» EXERCISE GOAL: Could you restate the whole listing word for word?
^^^^^^^^^^^^^^^^
PR #5130, opened 2018-07-09
Add tests for UsersAggregator.

sheetaluk:


tests/h/search/query_test.py
```diff
@@ -513,11 +513,31 @@ def search(self, search):
...
+        assert count_for_pb is 1
+
+    def test_it_limits_annotation_aggregation_on_users(self, Annotation, search):
+        for i in range(10):
+            Annotation(userid="acct:pa@example.com")
+
+        search.append_aggregation(query.UsersAggregation(limit=5))
+        result = search.run({})
+
+        count_for_user_a = next(r for r in result.aggregations.get('users') if r["user"] == "acct:pa@example.com")['count']
```
sheetaluk: Shouldn't this count returned be limited to 5?

tests/h/search/query_test.py
```diff
@@ -513,11 +513,32 @@ def search(self, search):
...
+            Annotation(userid="acct:pa@example.com")
+        Annotation(userid="acct:pb@example.com")
 
-    @pytest.fixture
-    def search(self, search):
         search.append_aggregation(query.UsersAggregation())
-        return search
+        result = search.run({})
+
+        count_for_pa = next(r for r in result.aggregations.get('users') if r["user"] == "acct:pa@example.com")['count']
```
robertknight: Can you please keep line lengths to < 100 chars, with <~ 90 recommended for most lines. Lines longer than become annoying to read in various tools (eg. GitHub's diff viewer).

tests/h/search/query_test.py
robertknight: The `limit` parameter refers to the _number_ of buckets, not the counts for each bucket. See https://hyp.is/KvOyhoNjEeiTa6dg6L6VGw/www.elastic.co/guide/en/elasticsearch/reference/current/search-aggregations-bucket-terms-aggregation.html

tests/h/search/query_test.py
robertknight: In this case depending on the complexity of the `result.aggregations` data structure it may simply be better to test for an exact match against a dict literal.

tests/h/search/query_test.py
```diff
@@ -513,11 +513,32 @@ def search(self, search):
...
+        count_for_pb = next(r for r in result.aggregations.get('users') if r["user"] == "acct:pb@example.com")['count']
+
+        assert len(result.aggregations.get('users')) is 2
+        assert count_for_pa is 2
```
robertknight: This should be fine given the small number of documents, but a caveat with aggregations in general is that the document counts are approximate.

sheetaluk: 👍 Yeah, I read that in the documentation. I think this small number is good for tests.

tests/h/search/query_test.py
```diff
@@ -513,11 +513,41 @@ def search(self, search):
...
-    def search(self, search):
         search.append_aggregation(query.UsersAggregation())
-        return search
+        result = search.run({})
+
+        users_results = result.aggregations.get('users')
+        count_pa = next(r for r in users_results if r["user"] == "acct:pa@example.com")['count']
+        count_pb = next(r for r in users_results if r["user"] == "acct:pb@example.com")['count']
+
+        assert len(users_results) is 2
```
^^^^^^^^^^^^^^^^
» RESULT:
PR #5130, opened 2018-07-09
Add tests for UsersAggregator.

sheetaluk:


tests/h/search/query_test.py
```diff
@@ -513,11 +513,31 @@ def search(self, search):
...
+        assert count_for_pb is 1
+
+    def test_it_limits_annotation_aggregation_on_users(self, Annotation, search):
+        for i in range(10):
+            Annotation(userid="acct:pa@example.com")
+
+        search.append_aggregation(query.UsersAggregation(limit=5))
+        result = search.run({})
+
+        count_for_user_a = next(r for r in result.aggregations.get('users') if r["user"] == "acct:pa@example.com")['count']
```
sheetaluk: Shouldn't this count returned be limited to 5?

tests/h/search/query_test.py
```diff
@@ -513,11 +513,32 @@ def search(self, search):
...
+            Annotation(userid="acct:pa@example.com")
+        Annotation(userid="acct:pb@example.com")
 
-    @pytest.fixture
-    def search(self, search):
         search.append_aggregation(query.UsersAggregation())
-        return search
+        result = search.run({})
+
+        count_for_pa = next(r for r in result.aggregations.get('users') if r["user"] == "acct:pa@example.com")['count']
```
robertknight: Can you please keep line lengths to < 100 chars, with <~ 90 recommended for most lines. Lines longer than become annoying to read in various tools (eg. GitHub's diff viewer).

tests/h/search/query_test.py
robertknight: The `limit` parameter refers to the _number_ of buckets, not the counts for each bucket. See https://hyp.is/KvOyhoNjEeiTa6dg6L6VGw/www.elastic.co/guide/en/elasticsearch/reference/current/search-aggregations-bucket-terms-aggregation.html

tests/h/search/query_test.py
robertknight: In this case depending on the complexity of the `result.aggregations` data structure it may simply be better to test for an exact match against a dict literal.

tests/h/search/query_test.py
```diff
@@ -513,11 +513,32 @@ def search(self, search):
...
+        count_for_pb = next(r for r in result.aggregations.get('users') if r["user"] == "acct:pb@example.com")['count']
+
+        assert len(result.aggregations.get('users')) is 2
+        assert count_for_pa is 2
```
robertknight: This should be fine given the small number of documents, but a caveat with aggregations in general is that the document counts are approximate.

sheetaluk: 👍 Yeah, I read that in the documentation. I think this small number is good for tests.

tests/h/search/query_test.py
```diff
@@ -513,11 +513,41 @@ def search(self, search):
...
-    def search(self, search):
         search.append_aggregation(query.UsersAggregation())
-        return search
+        result = search.run({})
+
+        users_results = result.aggregations.get('users')
+        count_pa = next(r for r in users_results if r["user"] == "acct:pa@example.com")['count']
+        count_pb = next(r for r in users_results if r["user"] == "acct:pb@example.com")['count']
+
+        assert len(users_results) is 2
```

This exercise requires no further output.